自分は何色のどんなものを纏っているのか、トウマに聞いてみたくなったし、ゆくゆくはセリコさんみたいな正体不明の大家さんになりたいし、アテナのモーニングルーティンすごく興味ある。
Posted by ブクログ
新しいアルバイトの場所は美術館、仕事内容は話し相手、アルトよりの声を持つ女神の彫像の。
落ち着いた美術館で彫像とお話ができるなんて夢のまた夢、を味わうことができて本当に楽しかったです。著者さんは本作が二作目ということですが「すごい人が出てきた」というのが率直な感想です。
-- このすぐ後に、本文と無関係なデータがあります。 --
PR #58, opened 2021-05-28
fix: conformance test 013

Mirko-von-Leipzig:
Previously tested that inbound addresses were gossiped.

- Now correctly tests that only peer listener addresses get gossiped
- Exercises known Zebra bug: https://github.com/ZcashFoundation/zebra/pull/2120

### DIFF
--- a/src/tests/conformance/messages.rs
+++ b/src/tests/conformance/messages.rs
@@ -564,21 +564,24 @@ async fn eagerly_crawls_network_for_peers() {
     node.stop().await;
 }
 
-// #[tokio::test]
+#[tokio::test]
 async fn correctly_lists_peers() {
     // ZG-CONFORMANCE-013
     //
     // The node responds to a `GetAddr` with a list of peers it’s connected to. This command
     // should only be sent once, and by the node initiating the connection.
     //
-    // Test procedure
-    //  Start a node, and sequentially for each peer `i` of `N`:
-    //      1. Initiate a connection and complete the handshake
-    //      2. Send `GetAddr` request
-    //      3. Receive `Addr` response
-    //      4. Verify `Addr` contains list of previous `i-1` peers
+    // In addition, this test case exercises the known zebra bug: https://github.com/ZcashFoundation/zebra/pull/2120
     //
-    // This test currently fails for zcashd and zebra passes.
+    // Test procedure
+    //      1. Establish N peer listeners
+    //      2. Start node which connects to these N peers
+    //      3. Create i..M new connections which,
+    //          a) Connect to the node
+    //          b) Query GetAddr
+    //          c) Receive Addr == N peer addresses
+    //
+    // This test currently fails for both zcashd and zebra.
     //
     // Current behaviour:
     //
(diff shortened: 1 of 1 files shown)


src/tests/conformance/messages.rs
```diff
@@ -564,67 +564,121 @@ async fn eagerly_crawls_network_for_peers() {
...
     //          the connection. If the node initiates the connection then the command is recoginized,
     //          but likely ignored (because only the initiating node is supposed to send it).
     //
-    //  zebra:  Infinitely spams `GetAddr` and `GetData`. Can be coaxed into responding correctly if
-    //          all its peer connections have responded to `GetAddr` with a non-empty list.
+    //  zebra:  Times out due to infinitely spamming `GetAddr` and `GetData`.
+    //
+    //          Can be coaxed into responding by sending a non-empty Addr in
+    //          response to node's GetAddr. This still fails as it includes previous inbound
+    //          connections in its address book (as in the bug listed above).
```
niklaslong, line 596: Have you tried running with latest `main` or after the bug was supposedly fixed?

src/tests/conformance/messages.rs
```diff
@@ -564,67 +564,121 @@ async fn eagerly_crawls_network_for_peers() {
...
+    let mut inbound = Vec::new();
 
-        Message::GetAddr
-            .write_to_stream(&mut new_peer)
-            .await
-            .unwrap();
+    // Connect to node and request GetAddr.
+    // We perform multiple iterations in order to exercise the above Zebra bug.
+    for i in 0..5 {
+        let mut stream = initiate_handshake(node.addr()).await.unwrap();
```
niklaslong, line 637: the version in `initiate_handshake` might need to send the listener address?

niklaslong (commented):
Great job on this! A few small open questions for consideration.

src/tests/conformance/messages.rs
Mirko-von-Leipzig: I wasn't aware it was in master. I've re-run the test and updated the result.

It now no longer spams, but it remains in "network setup" state until we respond to the `GetAddr` in which case it then responds.

src/tests/conformance/messages.rs
Mirko-von-Leipzig: I'm honestly not sure. In our current test setup I think it doesn't matter - because we are on a local network which bitcoin terms as "unroutable". From the second bitcoin example for [version](https://en.bitcoin.it/wiki/Protocol_documentation#version)

` notice that it does not fill out the address information at all when the source or destination is "unroutable".`

And the send/recv address are simply filled out identically:
```
 01 00 00 00 00 00 00 00 00 00 00 00 00 00 00 00 00 00 FF FF 00 00 00 00 00 00 - Recipient address info - see Network Address
 01 00 00 00 00 00 00 00 00 00 00 00 00 00 00 00 00 00 FF FF 00 00 00 00 00 00 - Sender address info - see Network Address
```

niklaslong: Fair enough, in normal circumstances, the node might expect to find the peer's listener there. This will get refactored when adding `pea2pea` so no need to fix this now.

niklaslong (approved):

不自由さを身に纏っているのは自分だけ、それに合わせて生きているし生きていくと思っていた女の子たち。彼女たちの友情と愛情ができるかぎり続きますように。
#休館日の彼女たち #NetGalleyJP
Posted by ブクログ
表現が詩的だからか、表現は美しいのだけど、ストーリーが掴みにくかった。
週に一度、古代ラテン語が話せるアフロディーテの彫刻の相手になるバイトというほんのりSF設定(他の方の感想読むと、マジックリアリズムというのか…)なので、逆にその文体が丁度いいのかもしれないけど。
なので私にとってはあまり響かず、雰囲気を楽しむだけに留まってしまった感覚は拭えない。
人とのコミュニケーションが苦手な主人公が、その気持ちを強めると、レインコートが厚くなったり鬱陶しくなるのだというのは感じ。それがテーマな訳でもなさそうだし、かといって他にこれといった主軸が分からなかったので、ハマらなかったかな。